Creation Stories
*Creation Stories make up one of the largest segments in the pantheon of mythology. We tell them to help make sense of the world.
Everything about August 23rd, 2018, the birthday of our son, Callan Douglas Rickman, was fast.
One moment there’s a baby inside you, the next he’s part of this world.
Life changes that quickly.
I went to the doctor at 8 a.m. expecting to have a checkup and return to our hotel to continue waiting. We were staying in a hotel in Cancun. Living on an island makes natural births a bit tricky. If he came during the day while the ferry was running, fine. If he came at night and we had to contact friends with a boat for our emergency ride to the hospital, things were a bit trickier. We opted for less error room, and stayed in Cancun.
Callan was already two days overdue, but that’s not uncommon for first pregnancies and I’d decided I didn’t want to induce yet. I was calm, sure of the appointment’s outcome.
I was going to have a natural birth. I’d read my chosen material about natural childbirths and I was prepared. I’d researched yoga to help natural birth, and it became my weekly routine. I made my birth playlist on Spotify, carefully choosing songs I might want for moments of calm and moments of pain and moments in between. I bought a beautiful bathrobe and I imagined myself walking the hospital halls in, because I’d read how much walking helps the birth process, and I was going to walk.
Our friend Amber was scheduled to participate as my doula. Her youngest son was born at home on Isla, and I knew her “no-nonsense but chill and calm” presence would be helpful to Ryan and I.
I was determined to gently but firmly tell the doctors “No” if they told me I needed a c-section. I’d done the research on the rising prevalence of c-sections in both the U.S. and Mexico and I wasn’t going to be one of those statistics. I’d heard story after story of women on Isla and Cancun who were told tales of the cord being around the baby’s neck, etc. in order to coerce a c-section. Many doctors here and in the states like c-sections better than natural births and the rising rates reflect that (a whopping 80% in parts of Mexico) because they can charge more and, medicinally, c-sections are far less unpredictable. A natural birth has so many unknowns, and they take a long time, utilizing more hospital staff and utilities.

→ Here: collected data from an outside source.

PR #6447, opened 2024-09-03
fix(vite-node): fix when dumped module file name is greater than max file name

rluvaton:
### Description

When using the `test.server.debug` option (or the corresponding env var) and the module file path that is about to be dumped + the hash is greater than the file name max limit the dump fails (this is 255 chars in most systems)

I did not add any test as currently there is no test on the debug functionality (did not find now and in the original PR #1723)

**How did I fix it:**

I just hashed twice using 2 different starting values for the djb hash function (use 2 to decrease the chance for hash collision as I suspect that the original path was part of the file name because of that)

### Tests

### Documentation

### Changesets


rluvaton:
@sheremet-va Can you please review?

sheremet-va:
We no longer have this option, replaced by [`experimental.fsModuleCache`](https://vitest.dev/config/experimental.html#experimental-fsmodulecache).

I knew the statistics and wasn’t going to let that happen to me.
After my sonogram, we reconvened with our doctor, who calmly explained that a c-section was necessary because my amniotic fluid levels had dropped to a 5.8, and 8 was the lowest, safest level. In addition, I wasn’t in labor yet, and inducing could further the risk of harming baby Callan.
Our doctor was speaking through an interpreter, at the same time I was struggling to understand her Spanish. It took a moment for what she’d said to reach me.
I couldn’t, wouldn’t have a c-section. That wasn’t what was going to happen. It hadn’t even entered my mind. I’d prepared myself for other potential medical interventions and had planned for how I would accept them, or not. I hadn’t done any research on c-sections because I just wasn’t going to let that happen. I knew nothing about the procedure, recovery, etc. Nothing.
When I heard the word “c-section” I conjured ideas of this birth method being somehow easier than labor. You schedule a c-section like you schedule a haircut, I imagined, while labor was labor, and therefore a sacred, ancient struggle I was absolutely going to experience.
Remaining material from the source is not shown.